WHAT TO WORK ON: Among the records below, find each line that includes the string "different" and copy it.

INPUT DATA:
Issue #94, opened 2021-04-26
Support service application type


rwalczyna:
The goal is to add support for Tizen Service Application that could run Dart code in the background without UI and communicate with other Flutter applications.

Main capabilities:

* Performing complex / time consuming headless computation in separate process
* Starting service application from different Flutter application
* Sending commands from different Flutter application to the service
* Communication between service and other Flutter applications

TODO:

Changes in tools:

- [ ] [engine](https://github.com/flutter-tizen/engine) - adding support for headless application (IN PROGRESS: flutter-tizen/engine#66)
- [ ] [flutter-tizen](https://github.com/flutter-tizen/flutter-tizen/) - creation and running tizen service application (preparing templates)

Changes in application runner:
- [ ] Tizen service application with service_app_main instead of ui_app_main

EXERCISE OUTPUT:
* Starting service application from different Flutter application
* Sending commands from different Flutter application to the service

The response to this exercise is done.